We can now apply the mathematical framework of state vectors from the previous sections to the case of spin states for particles. When considering the spin state of an electron, the component of spin measured along a certain direction has only two possible states, either “spin-up” or “spin-down”; i.e., with a component of either \(+\hbar/2\) or \(-\hbar/2\text{.}\) For the component of spin in the \(z\)-direction, we can denote the “spin-up” and “spin-down” states by the kets \(| +z \rangle\) and \(| -z \rangle\text{,}\) respectively.

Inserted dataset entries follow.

PR #1326, opened 2024-05-22
Produce an index log for the client

### LINKED ISSUE #1265: Send trace message to editor if indexing of a file fails
We should investigate if it makes sense to report errors during preparation and index store updates to the editor eg via the trace messages. Maybe we can implement something similar to the index log in Xcode this way.

rdar://127474136

### LINKED ISSUE #1299: Show build graph generation in work done progress
While we’re generating the build graph (aka resolving packages in SwiftPM) during background, we don’t show any progress update, which makes it seem like background indexing isn’t doing anything. We should show the build graph generation as a work done progress.

ahoppen:
This allows a user of SourceKit-LSP to inspect the result of background indexing. I think this gives useful insights into what SourceKit-LSP is indexing and why/how it fails, if it fails, also for users of SourceKit-LSP.

rdar://127474136
rdar://128071435
Fixes #1265
Fixes #1299

### DIFF
--- a/Sources/SourceKitLSP/IndexProgressManager.swift
+++ b/Sources/SourceKitLSP/IndexProgressManager.swift
@@ -11,19 +11,13 @@
 //===----------------------------------------------------------------------===//
 
 import LanguageServerProtocol
+import SKCore
 import SKSupport
 import SemanticIndex
 
 /// Listens for index status updates from `SemanticIndexManagers`. From that information, it manages a
 /// `WorkDoneProgress` that communicates the index progress to the editor.
 actor IndexProgressManager {
-  /// A queue on which `indexTaskWasQueued` and `indexStatusDidChange` are handled.
-  ///
-  /// This allows the two functions two be `nonisolated` (and eg. the caller of `indexStatusDidChange` doesn't have to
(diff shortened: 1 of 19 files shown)


ahoppen:
@swift-ci Please test

Sources/SourceKitLSP/IndexProgressManager.swift
```diff
@@ -70,23 +64,47 @@ actor IndexProgressManager {
...
       workDoneProgress = nil
       return
     }
 
-    let finishedTasks = queuedIndexTasks - scheduled.count - executing.count
-    let message = "\(finishedTasks) / \(queuedIndexTasks)"
+    // We can get into a situation where queuedIndexTasks < indexTasks.count if we haven't processed all
+    // `indexTasksWereScheduled` calls yet but the semantic index managers already track them in their in-progress tasks.
+    // Clip the finished tasks to 0 because showing a negative number there looks stupid.
+    let finishedTasks = max(queuedIndexTasks - indexTasks.count, 0)
```
hamishknight, line 91: Just realized that `queuedIndexTasks` will be artificially high if you schedule a re-index for a file multiple times, right?

PR #1333, opened 2024-05-22
Fix a race condition that caused `IndexProgressManager` to create two `WorkDoneProgress`

ahoppen:


ahoppen:
@swift-ci Please test

PR #1334, opened 2024-05-22
Respect failed work done progress creation

ahoppen:
When the client replies with an error to the `CreateWorkDoneProgressRequest`, we shouldn’t be sending updates for it.

### DIFF
--- a/Sources/SourceKitLSP/WorkDoneProgressManager.swift
+++ b/Sources/SourceKitLSP/WorkDoneProgressManager.swift
@@ -22,6 +22,19 @@ final class WorkDoneProgressManager {
   private let token: ProgressToken
   private let queue = AsyncQueue<Serial>()
   private let server: SourceKitLSPServer
+  /// `true` if the client returned without an error from the `CreateWorkDoneProgressRequest`.
+  ///
+  /// Since all work done progress reports are being sent on `queue`, we never access it in a state where the
+  /// `CreateWorkDoneProgressRequest` is still in progress.
+  ///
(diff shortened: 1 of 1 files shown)


ahoppen:
@swift-ci Please test

ahoppen:
@swift-ci Please test Linux

Sources/SourceKitLSP/WorkDoneProgressManager.swift
```diff
@@ -22,6 +22,19 @@ final class WorkDoneProgressManager {
...
+  /// `CreateWorkDoneProgressRequest` is still in progress.
+  ///
+  /// Must be a reference because `deinit` captures it and wants to observe changes to it from `init` eg. in the
+  /// following:
+  ///  - `init` is called
+  ///  - `deinit` is called
+  ///  - The task from `init` gets executed
+  ///  - The task from `deinit` gets executed
+  ///    - This should have `workDoneProgressCreated == true` so that it can send the work progress end.
+  private let workDoneProgressCreated: ThreadSafeBox<Bool> & AnyObject = ThreadSafeBox<Bool>(initialValue: false)
```
hamishknight, line 37: Isn't `& AnyObject` redundant here?

hamishknight (approved):

Sources/SourceKitLSP/WorkDoneProgressManager.swift
ahoppen: That’s to catch any issues that might arise if `ThreadSafeBox` became a non-reference type in the future.

> Must be a reference because `deinit` captures it and wants to observe changes to it from `init`

PR #1338, opened 2024-05-23
Fix a non-deterministic failure of `testBackgroundIndexingStatusWorkDoneProgress`

ahoppen:
We didn’t take into account that there are also work done progress notifications for package reloading. Only listen for


ahoppen:
@swift-ci Please test

hamishknight (approved):
Thanks!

For example, in Figure 5.4, the electrons exiting the top and bottom of the SG device are in states \(| +z \rangle\) and \(| -z \rangle\text{,}\) respectively. Measurement of the \(z\)-component of spin \(S_z\) for the state \(| +z \rangle\) will always produce the value \(+\hbar/2\) (as indicated by the experiment in Figure 5.5), and the same measurement for the \(| -z \rangle\) state will always produce a value \(S_z = -\hbar/2\text{.}\) Similarly, we can define the states \(| +x \rangle\) and \(| -x \rangle\) as the states with \(x\)-component of spin \(S_x = +\hbar/2\) and \(S_x = -\hbar/2\text{,}\) respectively. Similar definitions apply for the states \(| +y \rangle\) and \(| -y \rangle\text{.}\)

In the experiment depicted in Figure 5.7 we found that a measurement of the \(z\)-component of spin for an electron in the state \(| +x \rangle\) will produce either \(+\hbar/2\) or \(-\hbar/2\text{.}\) This implies that it should be possible to write \(| +x \rangle\) as a superposition of the states \(| +z \rangle\) and \(| -z \rangle\text{:}\)

\begin{equation} | +x \rangle = c_+ | +z \rangle + c_- | -z \rangle\label{eq_superState}\tag{5.14} \end{equation}

where \(c_+\) and \(c_-\) are constants. We interpret this equation in the following way: if an electron is in a state \(| +x \rangle\) and we measure the \(z\)-component of spin \(S_z\text{,}\) then the probabilities that the measurement will yield the result \(+\hbar/2\) or \(-\hbar/2\) are \(|c_+|^2\) and \(|c_-|^2\text{,}\) respectively.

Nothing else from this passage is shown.